What you need to do
Which of the lines below include "fields"? Each one should be copied out.

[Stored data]
—————

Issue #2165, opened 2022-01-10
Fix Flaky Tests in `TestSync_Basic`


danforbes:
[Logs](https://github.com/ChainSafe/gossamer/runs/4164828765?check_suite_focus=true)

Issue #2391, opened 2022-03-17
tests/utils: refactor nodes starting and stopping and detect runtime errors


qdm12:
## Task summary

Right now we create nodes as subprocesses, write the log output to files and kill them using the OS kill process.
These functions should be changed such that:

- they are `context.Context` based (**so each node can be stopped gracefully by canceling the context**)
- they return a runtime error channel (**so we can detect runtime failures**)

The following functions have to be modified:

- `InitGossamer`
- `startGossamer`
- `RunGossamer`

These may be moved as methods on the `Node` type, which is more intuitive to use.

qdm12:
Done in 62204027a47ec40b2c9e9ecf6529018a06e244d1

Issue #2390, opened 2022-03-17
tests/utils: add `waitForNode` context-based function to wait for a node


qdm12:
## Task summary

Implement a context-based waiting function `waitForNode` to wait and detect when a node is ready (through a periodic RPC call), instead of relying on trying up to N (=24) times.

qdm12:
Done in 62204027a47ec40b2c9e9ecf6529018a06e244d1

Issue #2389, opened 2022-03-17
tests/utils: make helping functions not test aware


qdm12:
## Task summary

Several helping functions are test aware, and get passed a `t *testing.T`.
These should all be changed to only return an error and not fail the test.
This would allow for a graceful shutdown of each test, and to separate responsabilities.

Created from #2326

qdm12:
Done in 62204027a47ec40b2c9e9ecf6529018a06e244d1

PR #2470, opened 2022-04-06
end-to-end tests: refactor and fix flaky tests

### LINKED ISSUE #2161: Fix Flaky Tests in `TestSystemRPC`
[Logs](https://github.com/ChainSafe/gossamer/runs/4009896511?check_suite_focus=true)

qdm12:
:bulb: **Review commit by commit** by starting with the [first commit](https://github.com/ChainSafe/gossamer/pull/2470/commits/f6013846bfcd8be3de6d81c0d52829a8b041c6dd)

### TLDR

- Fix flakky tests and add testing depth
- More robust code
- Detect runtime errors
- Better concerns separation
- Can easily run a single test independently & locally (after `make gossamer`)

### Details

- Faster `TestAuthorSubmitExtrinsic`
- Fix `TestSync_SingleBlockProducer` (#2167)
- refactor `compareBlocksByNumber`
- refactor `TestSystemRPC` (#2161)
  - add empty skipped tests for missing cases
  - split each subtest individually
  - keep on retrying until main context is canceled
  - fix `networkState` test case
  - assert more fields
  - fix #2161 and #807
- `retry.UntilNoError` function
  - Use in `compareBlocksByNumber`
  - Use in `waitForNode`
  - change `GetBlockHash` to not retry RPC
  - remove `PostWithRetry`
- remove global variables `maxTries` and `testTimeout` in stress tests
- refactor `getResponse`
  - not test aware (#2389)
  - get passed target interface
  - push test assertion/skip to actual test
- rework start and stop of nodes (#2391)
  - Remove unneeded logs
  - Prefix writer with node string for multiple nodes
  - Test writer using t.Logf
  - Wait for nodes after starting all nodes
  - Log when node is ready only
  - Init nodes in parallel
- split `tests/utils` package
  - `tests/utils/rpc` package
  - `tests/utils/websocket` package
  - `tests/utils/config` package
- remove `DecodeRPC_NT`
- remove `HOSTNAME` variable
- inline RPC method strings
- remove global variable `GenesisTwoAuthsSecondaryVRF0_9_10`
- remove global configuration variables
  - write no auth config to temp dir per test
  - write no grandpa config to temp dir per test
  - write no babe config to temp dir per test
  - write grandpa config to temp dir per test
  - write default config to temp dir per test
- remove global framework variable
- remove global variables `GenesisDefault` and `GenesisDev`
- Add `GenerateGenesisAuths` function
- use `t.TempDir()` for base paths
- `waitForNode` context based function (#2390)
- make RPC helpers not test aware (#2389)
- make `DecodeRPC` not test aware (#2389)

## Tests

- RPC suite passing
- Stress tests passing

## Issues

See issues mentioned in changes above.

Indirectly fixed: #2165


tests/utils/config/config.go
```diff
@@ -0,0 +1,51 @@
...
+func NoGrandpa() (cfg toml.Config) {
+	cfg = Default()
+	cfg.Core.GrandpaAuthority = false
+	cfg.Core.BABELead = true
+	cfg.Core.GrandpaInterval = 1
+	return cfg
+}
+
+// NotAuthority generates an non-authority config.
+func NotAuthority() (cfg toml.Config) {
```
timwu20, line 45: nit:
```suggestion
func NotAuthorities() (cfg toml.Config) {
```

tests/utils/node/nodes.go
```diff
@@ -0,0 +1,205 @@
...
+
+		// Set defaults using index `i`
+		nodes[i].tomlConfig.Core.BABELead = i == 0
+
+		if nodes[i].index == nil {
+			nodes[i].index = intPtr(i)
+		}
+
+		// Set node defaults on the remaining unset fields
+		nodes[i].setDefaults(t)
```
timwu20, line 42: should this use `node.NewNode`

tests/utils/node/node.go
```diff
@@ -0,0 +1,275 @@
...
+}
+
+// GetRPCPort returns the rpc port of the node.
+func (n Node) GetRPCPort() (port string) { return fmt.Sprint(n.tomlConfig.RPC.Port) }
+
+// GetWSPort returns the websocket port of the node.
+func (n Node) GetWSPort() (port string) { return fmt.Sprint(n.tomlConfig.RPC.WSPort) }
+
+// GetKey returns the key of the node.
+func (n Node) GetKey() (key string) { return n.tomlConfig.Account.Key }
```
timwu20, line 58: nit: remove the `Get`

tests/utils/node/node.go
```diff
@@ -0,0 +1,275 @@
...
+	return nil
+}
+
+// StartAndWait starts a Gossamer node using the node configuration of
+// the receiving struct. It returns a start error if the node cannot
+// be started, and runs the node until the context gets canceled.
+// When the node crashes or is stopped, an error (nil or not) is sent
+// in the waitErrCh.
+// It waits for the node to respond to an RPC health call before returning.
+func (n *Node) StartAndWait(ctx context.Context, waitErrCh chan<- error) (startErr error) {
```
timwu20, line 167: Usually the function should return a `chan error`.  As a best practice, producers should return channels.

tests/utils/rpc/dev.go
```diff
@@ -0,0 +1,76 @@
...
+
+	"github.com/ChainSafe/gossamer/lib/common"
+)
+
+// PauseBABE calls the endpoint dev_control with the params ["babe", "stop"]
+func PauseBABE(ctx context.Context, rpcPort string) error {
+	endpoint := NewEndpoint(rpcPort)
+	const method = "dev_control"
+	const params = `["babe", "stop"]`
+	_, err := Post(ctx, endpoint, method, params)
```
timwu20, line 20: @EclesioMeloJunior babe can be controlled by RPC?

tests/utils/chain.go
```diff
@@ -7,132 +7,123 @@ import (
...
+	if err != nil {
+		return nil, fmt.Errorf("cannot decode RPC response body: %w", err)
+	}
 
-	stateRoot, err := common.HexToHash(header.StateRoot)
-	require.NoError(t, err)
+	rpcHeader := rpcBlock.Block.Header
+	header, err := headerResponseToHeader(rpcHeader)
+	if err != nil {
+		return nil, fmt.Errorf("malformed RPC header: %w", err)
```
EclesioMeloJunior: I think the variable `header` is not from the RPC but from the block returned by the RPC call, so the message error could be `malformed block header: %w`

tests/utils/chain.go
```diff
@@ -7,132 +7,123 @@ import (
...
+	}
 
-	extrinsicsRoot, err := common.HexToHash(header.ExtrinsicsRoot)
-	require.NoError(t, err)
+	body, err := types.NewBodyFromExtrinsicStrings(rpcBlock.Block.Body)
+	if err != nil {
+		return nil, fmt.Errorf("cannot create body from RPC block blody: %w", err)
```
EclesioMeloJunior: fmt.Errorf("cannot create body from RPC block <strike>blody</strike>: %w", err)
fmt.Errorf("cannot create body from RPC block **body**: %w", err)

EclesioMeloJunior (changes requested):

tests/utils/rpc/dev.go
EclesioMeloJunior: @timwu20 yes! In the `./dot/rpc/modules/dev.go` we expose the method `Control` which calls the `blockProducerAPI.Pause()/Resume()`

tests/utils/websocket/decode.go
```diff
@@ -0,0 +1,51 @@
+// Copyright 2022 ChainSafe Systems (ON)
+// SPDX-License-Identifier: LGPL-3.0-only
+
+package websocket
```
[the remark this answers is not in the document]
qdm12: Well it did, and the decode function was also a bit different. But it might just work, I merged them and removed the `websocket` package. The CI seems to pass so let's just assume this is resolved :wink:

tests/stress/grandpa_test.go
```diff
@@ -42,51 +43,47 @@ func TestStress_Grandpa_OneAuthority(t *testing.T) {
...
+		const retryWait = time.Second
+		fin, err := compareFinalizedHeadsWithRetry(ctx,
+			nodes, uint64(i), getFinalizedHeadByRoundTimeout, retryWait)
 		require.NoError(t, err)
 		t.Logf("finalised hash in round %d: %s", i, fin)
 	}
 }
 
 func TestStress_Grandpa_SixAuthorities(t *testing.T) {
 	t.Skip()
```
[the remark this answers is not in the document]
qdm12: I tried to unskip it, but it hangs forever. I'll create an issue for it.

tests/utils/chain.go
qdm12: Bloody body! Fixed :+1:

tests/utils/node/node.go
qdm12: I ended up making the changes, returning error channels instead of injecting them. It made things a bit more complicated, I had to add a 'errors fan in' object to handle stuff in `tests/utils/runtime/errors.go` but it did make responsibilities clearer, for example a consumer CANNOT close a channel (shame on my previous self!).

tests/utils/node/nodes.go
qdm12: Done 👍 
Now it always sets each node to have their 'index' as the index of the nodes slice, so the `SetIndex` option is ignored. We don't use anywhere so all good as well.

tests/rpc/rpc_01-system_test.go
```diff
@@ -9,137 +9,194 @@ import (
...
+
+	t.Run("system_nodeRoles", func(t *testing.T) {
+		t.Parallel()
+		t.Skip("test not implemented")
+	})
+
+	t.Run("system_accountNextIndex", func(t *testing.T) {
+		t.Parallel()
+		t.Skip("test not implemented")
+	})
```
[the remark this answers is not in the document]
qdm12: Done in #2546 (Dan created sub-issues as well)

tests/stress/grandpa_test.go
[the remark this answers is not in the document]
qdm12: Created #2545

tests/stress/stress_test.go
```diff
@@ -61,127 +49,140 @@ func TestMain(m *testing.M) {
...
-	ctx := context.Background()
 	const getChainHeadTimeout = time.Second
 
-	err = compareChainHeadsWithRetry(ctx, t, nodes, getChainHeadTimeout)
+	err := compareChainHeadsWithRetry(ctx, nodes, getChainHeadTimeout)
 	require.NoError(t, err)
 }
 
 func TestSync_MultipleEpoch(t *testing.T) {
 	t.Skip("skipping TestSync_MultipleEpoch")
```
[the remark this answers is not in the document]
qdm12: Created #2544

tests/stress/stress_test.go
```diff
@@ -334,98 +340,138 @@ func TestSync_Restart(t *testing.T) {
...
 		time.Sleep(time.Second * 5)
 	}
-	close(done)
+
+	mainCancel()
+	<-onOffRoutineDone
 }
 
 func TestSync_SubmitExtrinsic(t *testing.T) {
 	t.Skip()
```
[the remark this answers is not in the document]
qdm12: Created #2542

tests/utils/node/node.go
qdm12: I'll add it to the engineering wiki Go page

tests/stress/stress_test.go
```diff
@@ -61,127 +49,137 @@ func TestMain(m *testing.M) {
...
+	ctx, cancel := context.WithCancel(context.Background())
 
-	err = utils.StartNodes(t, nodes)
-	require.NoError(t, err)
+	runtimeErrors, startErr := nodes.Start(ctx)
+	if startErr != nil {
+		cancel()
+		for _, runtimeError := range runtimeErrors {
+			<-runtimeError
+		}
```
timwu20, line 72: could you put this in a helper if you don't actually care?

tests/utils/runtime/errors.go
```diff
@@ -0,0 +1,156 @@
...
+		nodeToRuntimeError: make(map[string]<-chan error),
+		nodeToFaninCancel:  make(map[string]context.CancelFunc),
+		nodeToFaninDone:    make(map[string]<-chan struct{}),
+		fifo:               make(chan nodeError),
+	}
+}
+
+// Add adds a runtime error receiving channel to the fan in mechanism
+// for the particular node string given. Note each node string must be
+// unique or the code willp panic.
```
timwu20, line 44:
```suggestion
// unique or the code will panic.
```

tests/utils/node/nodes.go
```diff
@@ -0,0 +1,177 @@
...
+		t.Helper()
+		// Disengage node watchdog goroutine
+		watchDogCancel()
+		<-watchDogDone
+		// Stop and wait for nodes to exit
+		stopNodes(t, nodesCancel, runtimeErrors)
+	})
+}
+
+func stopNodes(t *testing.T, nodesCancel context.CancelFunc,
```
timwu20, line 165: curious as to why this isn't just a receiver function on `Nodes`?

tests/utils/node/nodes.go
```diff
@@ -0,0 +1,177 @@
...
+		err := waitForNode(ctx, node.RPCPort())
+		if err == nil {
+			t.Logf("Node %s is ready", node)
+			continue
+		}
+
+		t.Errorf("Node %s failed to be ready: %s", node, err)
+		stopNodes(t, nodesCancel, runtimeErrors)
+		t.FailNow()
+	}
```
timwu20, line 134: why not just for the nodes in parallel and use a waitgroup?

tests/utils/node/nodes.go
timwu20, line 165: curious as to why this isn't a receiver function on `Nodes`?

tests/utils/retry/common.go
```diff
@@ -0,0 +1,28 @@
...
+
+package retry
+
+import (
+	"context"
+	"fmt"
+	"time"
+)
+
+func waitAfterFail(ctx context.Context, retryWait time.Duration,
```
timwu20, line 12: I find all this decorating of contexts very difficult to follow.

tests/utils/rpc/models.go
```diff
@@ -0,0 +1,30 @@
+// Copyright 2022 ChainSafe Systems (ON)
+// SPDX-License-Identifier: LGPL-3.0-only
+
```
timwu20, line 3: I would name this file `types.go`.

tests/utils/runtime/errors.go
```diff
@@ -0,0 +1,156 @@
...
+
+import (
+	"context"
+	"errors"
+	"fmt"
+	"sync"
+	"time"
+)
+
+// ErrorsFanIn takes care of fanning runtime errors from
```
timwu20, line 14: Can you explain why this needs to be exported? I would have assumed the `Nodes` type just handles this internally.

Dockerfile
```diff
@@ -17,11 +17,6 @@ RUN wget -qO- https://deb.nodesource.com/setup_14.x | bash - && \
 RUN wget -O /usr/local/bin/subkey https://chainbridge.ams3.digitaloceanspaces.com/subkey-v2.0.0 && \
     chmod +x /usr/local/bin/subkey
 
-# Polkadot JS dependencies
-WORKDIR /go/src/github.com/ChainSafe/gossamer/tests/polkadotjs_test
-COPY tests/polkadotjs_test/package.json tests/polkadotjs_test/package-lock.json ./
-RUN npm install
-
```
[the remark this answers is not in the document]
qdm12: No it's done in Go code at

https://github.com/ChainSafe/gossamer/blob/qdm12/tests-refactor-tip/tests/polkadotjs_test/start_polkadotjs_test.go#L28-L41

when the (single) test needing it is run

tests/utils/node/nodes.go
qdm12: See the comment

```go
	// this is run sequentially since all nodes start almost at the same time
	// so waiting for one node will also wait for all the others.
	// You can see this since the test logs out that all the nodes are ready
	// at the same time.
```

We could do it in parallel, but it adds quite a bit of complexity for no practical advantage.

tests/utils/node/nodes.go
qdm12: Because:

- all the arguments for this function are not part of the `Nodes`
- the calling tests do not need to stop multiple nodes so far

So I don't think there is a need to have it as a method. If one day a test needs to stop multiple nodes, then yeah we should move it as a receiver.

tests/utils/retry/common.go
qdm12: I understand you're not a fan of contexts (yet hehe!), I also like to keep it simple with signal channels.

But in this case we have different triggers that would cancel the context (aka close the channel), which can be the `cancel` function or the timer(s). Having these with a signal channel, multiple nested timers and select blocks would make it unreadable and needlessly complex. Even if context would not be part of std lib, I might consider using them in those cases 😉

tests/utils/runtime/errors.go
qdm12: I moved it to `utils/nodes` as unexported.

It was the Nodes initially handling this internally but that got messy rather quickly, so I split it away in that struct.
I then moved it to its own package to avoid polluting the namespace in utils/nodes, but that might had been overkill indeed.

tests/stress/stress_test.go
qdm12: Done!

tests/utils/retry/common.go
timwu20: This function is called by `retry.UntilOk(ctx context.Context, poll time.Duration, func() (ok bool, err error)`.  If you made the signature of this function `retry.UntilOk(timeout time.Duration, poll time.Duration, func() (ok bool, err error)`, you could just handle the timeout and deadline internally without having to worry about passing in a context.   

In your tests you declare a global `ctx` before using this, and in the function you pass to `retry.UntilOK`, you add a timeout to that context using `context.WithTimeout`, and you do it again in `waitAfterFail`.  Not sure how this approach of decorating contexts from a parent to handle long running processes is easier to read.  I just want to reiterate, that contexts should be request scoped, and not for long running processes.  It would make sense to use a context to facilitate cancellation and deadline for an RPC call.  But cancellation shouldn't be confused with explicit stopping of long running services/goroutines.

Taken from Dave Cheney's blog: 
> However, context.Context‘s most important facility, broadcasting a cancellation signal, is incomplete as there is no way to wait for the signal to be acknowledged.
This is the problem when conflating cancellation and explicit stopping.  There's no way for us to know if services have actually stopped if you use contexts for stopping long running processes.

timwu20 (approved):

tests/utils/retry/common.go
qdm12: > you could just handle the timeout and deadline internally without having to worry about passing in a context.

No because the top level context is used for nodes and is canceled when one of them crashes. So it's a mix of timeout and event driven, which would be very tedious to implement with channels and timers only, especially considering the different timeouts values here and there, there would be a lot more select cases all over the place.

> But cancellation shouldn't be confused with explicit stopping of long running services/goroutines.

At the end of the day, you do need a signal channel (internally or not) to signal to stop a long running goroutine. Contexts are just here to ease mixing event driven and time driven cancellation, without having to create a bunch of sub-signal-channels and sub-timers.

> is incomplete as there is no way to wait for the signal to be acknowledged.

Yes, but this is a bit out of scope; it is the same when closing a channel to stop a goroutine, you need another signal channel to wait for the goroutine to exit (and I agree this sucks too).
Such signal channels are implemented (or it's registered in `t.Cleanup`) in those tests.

—————

Result for this exercise
  - assert more fields
+		// Set node defaults on the remaining unset fields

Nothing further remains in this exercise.